"""
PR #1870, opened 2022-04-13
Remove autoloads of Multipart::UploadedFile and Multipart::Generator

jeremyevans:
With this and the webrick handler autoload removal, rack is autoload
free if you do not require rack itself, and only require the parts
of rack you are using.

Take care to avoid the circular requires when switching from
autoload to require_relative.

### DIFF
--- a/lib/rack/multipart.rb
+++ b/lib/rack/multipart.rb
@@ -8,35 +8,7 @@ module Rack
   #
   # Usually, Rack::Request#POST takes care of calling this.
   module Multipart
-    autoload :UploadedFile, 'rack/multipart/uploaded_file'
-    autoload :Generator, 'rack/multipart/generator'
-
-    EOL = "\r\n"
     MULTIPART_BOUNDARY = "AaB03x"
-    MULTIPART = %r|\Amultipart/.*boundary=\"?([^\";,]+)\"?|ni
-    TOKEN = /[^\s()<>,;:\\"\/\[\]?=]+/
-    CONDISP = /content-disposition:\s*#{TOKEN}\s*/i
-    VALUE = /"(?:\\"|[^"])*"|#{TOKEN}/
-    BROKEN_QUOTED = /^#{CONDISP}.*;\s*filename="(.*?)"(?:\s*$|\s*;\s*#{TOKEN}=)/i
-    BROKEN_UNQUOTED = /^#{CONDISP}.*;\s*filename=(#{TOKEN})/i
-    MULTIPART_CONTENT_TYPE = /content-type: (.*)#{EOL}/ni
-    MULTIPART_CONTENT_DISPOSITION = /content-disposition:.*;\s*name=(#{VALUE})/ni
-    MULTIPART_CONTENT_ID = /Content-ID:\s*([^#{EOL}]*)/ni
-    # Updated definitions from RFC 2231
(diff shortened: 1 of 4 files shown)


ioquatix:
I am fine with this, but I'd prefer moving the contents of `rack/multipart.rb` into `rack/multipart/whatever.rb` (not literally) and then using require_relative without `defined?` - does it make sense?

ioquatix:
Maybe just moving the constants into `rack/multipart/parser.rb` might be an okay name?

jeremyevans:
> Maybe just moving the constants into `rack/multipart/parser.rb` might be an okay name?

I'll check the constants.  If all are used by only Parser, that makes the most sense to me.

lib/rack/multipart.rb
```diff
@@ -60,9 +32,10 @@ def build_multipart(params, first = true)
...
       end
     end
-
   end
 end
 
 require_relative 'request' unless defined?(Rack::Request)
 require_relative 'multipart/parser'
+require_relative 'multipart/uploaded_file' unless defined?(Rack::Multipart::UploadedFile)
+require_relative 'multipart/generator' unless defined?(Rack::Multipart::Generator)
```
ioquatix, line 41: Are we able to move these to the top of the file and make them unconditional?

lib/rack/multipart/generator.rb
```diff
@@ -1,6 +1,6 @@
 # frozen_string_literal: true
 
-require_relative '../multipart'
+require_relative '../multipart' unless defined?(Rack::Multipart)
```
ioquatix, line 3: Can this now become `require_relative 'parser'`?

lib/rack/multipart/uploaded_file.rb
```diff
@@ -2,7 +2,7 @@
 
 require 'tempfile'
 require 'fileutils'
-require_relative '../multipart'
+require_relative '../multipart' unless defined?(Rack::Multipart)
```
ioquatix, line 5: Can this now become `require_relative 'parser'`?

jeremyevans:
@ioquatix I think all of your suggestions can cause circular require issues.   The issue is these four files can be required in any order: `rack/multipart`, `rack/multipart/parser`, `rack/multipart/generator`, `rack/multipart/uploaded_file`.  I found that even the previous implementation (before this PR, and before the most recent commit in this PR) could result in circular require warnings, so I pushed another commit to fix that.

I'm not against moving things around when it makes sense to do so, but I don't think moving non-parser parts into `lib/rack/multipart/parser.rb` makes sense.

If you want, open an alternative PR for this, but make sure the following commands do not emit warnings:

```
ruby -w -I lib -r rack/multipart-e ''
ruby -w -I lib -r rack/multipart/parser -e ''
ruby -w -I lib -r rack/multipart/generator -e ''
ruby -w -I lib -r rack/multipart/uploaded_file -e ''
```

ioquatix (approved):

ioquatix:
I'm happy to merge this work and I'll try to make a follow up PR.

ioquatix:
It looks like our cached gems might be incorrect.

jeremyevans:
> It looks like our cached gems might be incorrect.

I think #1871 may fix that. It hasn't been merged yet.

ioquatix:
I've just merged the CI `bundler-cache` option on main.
"""
"""
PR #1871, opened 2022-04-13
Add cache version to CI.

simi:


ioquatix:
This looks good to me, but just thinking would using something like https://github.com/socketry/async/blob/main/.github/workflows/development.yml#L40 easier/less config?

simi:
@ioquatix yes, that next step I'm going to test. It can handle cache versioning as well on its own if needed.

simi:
"""
"""
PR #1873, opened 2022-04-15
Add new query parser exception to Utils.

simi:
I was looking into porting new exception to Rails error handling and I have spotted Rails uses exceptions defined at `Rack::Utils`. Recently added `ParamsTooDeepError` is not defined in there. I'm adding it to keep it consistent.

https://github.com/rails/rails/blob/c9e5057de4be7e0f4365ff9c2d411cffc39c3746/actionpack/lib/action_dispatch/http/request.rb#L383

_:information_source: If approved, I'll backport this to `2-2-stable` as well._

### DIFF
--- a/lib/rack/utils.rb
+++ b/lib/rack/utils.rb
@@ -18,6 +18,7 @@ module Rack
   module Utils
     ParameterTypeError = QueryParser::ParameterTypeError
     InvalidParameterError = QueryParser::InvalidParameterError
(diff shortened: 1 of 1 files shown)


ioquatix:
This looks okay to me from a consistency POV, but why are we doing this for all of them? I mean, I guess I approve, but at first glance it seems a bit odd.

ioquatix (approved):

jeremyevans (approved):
"""
WHAT TO WORK ON:
The lines in the entries above that carry the word "okay" must be copied.

EXERCISE ANSWER:
Maybe just moving the constants into `rack/multipart/parser.rb` might be an okay name?
> Maybe just moving the constants into `rack/multipart/parser.rb` might be an okay name?
This looks okay to me from a consistency POV, but why are we doing this for all of them? I mean, I guess I approve, but at first glance it seems a bit odd.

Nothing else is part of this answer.